**WORK REQUIRED**
Give the number of lines in the data below that contain "networks", and only that number.
▼
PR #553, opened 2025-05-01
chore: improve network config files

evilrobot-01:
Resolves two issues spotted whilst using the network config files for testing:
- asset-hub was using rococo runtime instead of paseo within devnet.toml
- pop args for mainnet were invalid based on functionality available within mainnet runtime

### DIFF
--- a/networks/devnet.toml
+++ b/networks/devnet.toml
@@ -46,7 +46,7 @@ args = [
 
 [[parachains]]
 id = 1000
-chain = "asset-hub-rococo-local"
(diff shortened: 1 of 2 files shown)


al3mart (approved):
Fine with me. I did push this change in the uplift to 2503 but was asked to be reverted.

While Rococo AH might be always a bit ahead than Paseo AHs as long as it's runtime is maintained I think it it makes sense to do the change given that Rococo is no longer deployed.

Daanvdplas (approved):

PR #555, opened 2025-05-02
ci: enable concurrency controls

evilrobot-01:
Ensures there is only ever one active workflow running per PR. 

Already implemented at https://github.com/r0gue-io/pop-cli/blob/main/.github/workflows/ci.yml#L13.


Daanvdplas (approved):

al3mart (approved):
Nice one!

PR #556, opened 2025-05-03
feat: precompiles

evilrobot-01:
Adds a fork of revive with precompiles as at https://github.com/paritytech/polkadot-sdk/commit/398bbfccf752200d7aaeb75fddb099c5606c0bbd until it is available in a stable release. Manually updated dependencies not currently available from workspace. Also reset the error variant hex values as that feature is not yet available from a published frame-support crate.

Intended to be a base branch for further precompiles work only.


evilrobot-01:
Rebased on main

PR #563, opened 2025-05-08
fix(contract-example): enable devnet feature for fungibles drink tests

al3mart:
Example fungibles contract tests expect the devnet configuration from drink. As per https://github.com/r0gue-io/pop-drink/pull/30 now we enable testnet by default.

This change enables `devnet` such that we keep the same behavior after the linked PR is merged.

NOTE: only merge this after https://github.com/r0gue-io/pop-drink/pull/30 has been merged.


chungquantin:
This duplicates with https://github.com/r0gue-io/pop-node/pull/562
▲
▼
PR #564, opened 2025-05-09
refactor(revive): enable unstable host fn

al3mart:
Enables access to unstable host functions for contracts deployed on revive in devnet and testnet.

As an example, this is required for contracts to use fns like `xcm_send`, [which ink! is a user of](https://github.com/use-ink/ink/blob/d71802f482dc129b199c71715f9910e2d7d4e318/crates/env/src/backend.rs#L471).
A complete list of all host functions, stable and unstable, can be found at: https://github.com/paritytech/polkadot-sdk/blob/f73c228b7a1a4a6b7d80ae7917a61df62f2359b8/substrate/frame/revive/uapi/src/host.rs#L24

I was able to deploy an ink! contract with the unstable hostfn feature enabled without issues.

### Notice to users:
▲
▼
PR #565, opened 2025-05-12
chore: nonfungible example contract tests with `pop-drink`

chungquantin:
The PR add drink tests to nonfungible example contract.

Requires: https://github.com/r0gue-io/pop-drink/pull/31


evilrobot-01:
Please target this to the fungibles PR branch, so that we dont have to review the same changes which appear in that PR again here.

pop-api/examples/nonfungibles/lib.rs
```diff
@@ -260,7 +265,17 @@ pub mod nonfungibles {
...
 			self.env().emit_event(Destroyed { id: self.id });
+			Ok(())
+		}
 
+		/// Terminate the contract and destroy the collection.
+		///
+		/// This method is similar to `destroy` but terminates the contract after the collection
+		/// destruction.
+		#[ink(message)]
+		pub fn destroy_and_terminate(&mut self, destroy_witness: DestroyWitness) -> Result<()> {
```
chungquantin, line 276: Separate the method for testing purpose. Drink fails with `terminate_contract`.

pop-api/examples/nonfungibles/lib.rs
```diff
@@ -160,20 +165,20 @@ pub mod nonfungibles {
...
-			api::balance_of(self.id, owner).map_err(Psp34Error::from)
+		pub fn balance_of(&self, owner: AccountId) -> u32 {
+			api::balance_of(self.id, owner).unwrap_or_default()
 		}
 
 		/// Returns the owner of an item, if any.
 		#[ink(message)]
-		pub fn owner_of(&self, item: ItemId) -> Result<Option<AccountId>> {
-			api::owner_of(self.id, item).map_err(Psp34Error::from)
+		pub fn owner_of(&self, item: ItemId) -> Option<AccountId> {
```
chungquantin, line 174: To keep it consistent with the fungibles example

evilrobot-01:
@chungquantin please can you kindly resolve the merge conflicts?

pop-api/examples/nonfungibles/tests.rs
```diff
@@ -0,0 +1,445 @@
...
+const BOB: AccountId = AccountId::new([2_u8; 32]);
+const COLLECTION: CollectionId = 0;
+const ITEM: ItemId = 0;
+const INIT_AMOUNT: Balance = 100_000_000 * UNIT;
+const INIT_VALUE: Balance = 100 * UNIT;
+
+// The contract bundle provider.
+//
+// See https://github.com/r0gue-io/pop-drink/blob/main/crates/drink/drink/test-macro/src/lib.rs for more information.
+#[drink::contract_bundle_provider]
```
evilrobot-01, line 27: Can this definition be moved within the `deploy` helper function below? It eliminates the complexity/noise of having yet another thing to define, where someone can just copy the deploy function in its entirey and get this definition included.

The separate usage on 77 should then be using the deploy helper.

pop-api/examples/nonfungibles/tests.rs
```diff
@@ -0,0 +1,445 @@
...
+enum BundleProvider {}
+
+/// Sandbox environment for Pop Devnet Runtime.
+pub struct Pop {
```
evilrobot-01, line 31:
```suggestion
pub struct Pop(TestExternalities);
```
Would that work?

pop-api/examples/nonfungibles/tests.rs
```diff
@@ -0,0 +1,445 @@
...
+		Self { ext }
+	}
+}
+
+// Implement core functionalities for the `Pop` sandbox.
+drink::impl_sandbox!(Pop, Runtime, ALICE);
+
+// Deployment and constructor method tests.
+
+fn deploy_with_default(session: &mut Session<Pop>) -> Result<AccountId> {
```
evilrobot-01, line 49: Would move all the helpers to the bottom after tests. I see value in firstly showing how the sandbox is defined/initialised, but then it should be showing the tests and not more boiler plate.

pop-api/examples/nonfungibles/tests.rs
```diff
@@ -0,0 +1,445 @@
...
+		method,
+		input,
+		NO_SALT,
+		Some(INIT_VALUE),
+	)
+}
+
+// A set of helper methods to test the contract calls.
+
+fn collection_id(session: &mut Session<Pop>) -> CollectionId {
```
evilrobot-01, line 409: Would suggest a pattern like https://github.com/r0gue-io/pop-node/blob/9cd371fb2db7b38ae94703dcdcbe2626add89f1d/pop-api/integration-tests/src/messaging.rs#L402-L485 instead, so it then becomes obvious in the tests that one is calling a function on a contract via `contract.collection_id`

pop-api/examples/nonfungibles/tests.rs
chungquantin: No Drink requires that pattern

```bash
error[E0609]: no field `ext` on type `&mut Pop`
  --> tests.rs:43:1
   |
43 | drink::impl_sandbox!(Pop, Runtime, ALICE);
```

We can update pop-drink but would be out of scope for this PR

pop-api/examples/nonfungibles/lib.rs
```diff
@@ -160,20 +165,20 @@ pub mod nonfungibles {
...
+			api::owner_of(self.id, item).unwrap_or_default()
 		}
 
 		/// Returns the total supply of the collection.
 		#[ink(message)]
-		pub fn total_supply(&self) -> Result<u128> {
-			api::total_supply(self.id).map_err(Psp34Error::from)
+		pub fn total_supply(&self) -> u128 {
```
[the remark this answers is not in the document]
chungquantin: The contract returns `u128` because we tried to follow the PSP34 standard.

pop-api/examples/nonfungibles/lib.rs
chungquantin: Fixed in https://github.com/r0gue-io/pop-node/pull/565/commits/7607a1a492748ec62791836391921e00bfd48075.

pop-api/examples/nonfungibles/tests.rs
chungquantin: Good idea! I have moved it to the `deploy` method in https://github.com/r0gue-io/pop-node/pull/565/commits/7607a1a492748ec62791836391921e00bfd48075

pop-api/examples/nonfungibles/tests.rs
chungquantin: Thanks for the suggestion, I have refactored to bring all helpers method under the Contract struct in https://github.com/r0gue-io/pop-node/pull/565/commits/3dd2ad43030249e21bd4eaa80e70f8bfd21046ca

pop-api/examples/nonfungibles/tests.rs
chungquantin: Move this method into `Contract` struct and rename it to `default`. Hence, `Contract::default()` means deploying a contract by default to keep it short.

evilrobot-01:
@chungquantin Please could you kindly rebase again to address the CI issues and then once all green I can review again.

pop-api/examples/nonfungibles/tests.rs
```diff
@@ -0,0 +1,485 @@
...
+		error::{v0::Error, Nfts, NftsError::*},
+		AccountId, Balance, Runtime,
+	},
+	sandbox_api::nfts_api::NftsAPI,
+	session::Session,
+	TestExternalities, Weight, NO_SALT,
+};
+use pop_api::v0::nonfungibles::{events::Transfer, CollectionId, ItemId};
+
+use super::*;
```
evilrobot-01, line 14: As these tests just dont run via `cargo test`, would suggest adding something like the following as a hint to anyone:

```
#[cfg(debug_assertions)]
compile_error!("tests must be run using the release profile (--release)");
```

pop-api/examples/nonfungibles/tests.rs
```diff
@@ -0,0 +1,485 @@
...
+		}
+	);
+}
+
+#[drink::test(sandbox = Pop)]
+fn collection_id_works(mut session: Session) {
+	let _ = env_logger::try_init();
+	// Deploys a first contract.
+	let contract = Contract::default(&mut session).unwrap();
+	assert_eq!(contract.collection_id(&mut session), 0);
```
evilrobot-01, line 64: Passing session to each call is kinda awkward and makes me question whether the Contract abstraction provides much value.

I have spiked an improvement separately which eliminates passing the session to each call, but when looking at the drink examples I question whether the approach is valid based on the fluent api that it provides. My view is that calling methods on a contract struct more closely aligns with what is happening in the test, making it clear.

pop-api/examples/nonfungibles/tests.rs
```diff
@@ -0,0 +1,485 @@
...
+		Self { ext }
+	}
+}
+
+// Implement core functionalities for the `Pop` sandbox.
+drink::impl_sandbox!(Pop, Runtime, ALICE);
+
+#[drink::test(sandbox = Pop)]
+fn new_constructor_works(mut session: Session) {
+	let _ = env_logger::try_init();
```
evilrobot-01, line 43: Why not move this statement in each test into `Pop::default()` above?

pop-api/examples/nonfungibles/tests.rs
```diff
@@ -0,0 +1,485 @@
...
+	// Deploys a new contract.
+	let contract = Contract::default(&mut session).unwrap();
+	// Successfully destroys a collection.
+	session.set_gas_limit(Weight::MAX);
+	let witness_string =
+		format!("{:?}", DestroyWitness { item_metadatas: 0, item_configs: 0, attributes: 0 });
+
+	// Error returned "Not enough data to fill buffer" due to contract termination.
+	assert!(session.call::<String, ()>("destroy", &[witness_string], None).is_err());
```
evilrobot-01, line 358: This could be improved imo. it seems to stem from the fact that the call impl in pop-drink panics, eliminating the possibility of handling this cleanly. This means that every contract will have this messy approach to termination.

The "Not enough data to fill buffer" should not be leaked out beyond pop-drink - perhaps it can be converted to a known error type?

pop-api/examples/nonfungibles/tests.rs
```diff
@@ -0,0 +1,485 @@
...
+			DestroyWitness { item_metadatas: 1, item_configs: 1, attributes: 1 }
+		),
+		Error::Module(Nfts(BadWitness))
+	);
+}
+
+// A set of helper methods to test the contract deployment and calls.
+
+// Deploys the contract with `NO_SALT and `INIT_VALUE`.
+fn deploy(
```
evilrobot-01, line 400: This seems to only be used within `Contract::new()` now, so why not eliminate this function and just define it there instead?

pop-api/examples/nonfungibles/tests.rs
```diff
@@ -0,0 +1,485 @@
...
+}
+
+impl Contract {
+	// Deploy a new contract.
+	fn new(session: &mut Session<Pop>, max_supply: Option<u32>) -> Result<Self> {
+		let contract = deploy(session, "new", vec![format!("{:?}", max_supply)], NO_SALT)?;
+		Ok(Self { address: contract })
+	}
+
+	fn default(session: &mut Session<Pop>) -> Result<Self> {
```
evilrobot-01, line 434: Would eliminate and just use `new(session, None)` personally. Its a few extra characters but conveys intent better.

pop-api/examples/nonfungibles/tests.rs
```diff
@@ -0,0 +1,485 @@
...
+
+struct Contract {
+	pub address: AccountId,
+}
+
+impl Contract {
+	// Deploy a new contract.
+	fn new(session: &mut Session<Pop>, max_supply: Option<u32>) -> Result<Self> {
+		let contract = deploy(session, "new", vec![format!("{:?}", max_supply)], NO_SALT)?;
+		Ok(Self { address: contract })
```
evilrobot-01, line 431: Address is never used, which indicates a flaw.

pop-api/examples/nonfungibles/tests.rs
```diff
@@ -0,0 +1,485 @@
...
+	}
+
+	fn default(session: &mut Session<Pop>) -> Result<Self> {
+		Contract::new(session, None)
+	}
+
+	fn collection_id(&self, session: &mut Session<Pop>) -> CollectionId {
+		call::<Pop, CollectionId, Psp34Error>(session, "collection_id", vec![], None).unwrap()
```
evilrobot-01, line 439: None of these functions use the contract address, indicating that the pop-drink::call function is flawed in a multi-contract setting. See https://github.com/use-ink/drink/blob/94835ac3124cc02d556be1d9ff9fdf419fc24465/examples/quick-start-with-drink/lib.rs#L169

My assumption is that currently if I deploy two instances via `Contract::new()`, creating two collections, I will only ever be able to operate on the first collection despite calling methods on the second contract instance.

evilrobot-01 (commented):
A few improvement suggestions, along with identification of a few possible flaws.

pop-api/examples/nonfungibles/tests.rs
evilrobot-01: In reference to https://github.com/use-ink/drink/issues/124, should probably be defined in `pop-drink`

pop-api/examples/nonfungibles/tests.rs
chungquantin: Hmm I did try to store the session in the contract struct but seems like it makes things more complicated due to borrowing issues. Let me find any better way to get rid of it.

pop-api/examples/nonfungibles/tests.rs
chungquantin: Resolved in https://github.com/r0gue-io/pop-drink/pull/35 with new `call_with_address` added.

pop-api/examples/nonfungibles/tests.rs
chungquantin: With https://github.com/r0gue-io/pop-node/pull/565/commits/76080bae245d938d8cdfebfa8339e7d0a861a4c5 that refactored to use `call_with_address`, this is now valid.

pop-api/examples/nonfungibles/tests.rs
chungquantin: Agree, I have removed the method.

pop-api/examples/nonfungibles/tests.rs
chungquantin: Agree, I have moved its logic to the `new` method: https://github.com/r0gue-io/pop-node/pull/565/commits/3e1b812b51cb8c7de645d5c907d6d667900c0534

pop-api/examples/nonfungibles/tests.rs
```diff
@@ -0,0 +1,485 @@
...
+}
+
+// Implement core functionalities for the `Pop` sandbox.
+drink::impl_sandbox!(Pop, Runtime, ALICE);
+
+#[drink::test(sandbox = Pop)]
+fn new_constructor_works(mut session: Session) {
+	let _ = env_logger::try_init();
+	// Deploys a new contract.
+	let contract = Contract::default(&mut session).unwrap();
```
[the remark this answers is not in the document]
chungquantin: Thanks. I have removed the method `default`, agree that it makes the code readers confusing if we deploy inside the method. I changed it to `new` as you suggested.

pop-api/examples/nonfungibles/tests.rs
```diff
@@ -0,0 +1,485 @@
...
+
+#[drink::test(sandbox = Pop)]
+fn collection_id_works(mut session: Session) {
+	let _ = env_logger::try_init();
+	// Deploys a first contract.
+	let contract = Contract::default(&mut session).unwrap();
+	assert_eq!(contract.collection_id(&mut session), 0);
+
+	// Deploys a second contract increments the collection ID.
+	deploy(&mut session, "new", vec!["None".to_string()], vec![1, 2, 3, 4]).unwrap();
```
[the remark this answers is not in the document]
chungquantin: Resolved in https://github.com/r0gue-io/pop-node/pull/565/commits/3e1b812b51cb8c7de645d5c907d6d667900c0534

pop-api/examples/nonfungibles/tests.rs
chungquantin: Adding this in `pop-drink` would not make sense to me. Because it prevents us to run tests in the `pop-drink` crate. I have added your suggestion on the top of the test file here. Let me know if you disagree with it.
▲
**EXPECTED OUTPUT**
2